Do you stress a lot? I am prone to anxiety. Yesterday morning I was feeling a little bit overwhelmed with certain situations that are beyond my control. My husband gave me a hug and reminded me that at the end of the day, I have a wonderful family that loves me and that life is good. *deep breath.
This is something I've been working on a lot this  year. Trying not to stress out, and enjoy every day. 

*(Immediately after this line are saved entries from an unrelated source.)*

PR #1842, opened 2018-01-09
*: add ABS support for backup and restore

rjtsdl:
Add ABS support for backup-operator and restore-operator
Fix #1784

PR #1981, opened 2018-08-02
Add cloud environment support for ABS backup

feiskyer:
PR #1842 adds support for ABS (Azure Blob Service) backup. But it always using AzurePublicCloud, so that other sovereign clouds (e.g. mooncake) won't work.

This PR adds an extra option `cloud` to ABS credential and use `storage.NewBasicClientOnSovereignCloud()`  to fix the issue. If `cloud` is not set, then AzurePublicCloud is used (same as before).

Example ABS credential now is

```yaml
apiVersion: v1
kind: Secret
metadata:
  name: abs-credentials
type: Opaque
stringData:
  storage-account: <storage-account-name>
  storage-key: <storage-key>
  cloud: AzurePublicCloud
```

### DIFF
--- a/pkg/util/azureutil/absfactory/client.go
+++ b/pkg/util/azureutil/absfactory/client.go
@@ -18,6 +18,7 @@ import (
 	"fmt"
 
 	"github.com/Azure/azure-sdk-for-go/storage"
+	"github.com/Azure/go-autorest/autorest/azure"
 	api "github.com/coreos/etcd-operator/pkg/apis/etcd/v1beta2"
 
 	metav1 "k8s.io/apimachinery/pkg/apis/meta/v1"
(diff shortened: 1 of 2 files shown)


feiskyer:
cc @xiang90

pkg/util/azureutil/absfactory/client.go
```diff
@@ -18,6 +18,7 @@ import (
 	"fmt"
 
 	"github.com/Azure/azure-sdk-for-go/storage"
+	"github.com/Azure/go-autorest/autorest/azure"
```
cpuguy83: Right now it looks like go-autorest is a transient dependency, this seems to make it a direct dependency.
Should this include an update to Gopkg.toml?

feiskyer: Run `dep ensure` doesn't add that. Should I add it explicitly?

fanminshi: No need to add go-autorest. it is vendored already via https://github.com/coreos/etcd-operator/blame/master/Gopkg.lock#L17

fanminshi:
I don't see a doc on how to use the ABS as the backup backend. Could you add a doc under `doc/user/backup` on how to do backup using ABS? We can do that at a separate pr.

fanminshi:
lgtm on this code.

mwieczorek:
@fanminshi there’s 
https://github.com/coreos/etcd-operator/blob/master/doc/design/abs_backup.md
But of course it should be updated and maybe moved to doc/user folder?

fanminshi:
@mwieczorek good find. I think we should leave the design doc alone. Let's just copy and paste the design content and update it with more details on how to use ABS as the backend for public cloud, sovereign cloud, and etc.

feiskyer:
@fanminshi @mwieczorek Thanks. Let me add the user guide for it in a separate PR.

Yesterday I ventured out and took the 3 kids to disneyland and met my mother in law and sister in law. I thought it would be a bit more stressful, but we did good...and the kids did good. they are good kids. I am blessed. 
I made this little video the other day about savoring little moments.
hope you enjoy!

Wednesday, May 2, 2012


so the other day I came home to another beautiful box of milani stuff to review! luckily I had a chance to try out the products for a couple of days and I filmed this before I caught what the kids had.
I'm still in bed all stuffy and feverish. I hate being sick...BUT it makes me realize even more what a good husband I have while he takes care of us and what good kids I have for not complaining once about taking medicine. I think I'm the biggest baby out of all of us!! Luckily the baby hasn't caught it yet...and I'm hoping and praying it stays that way!!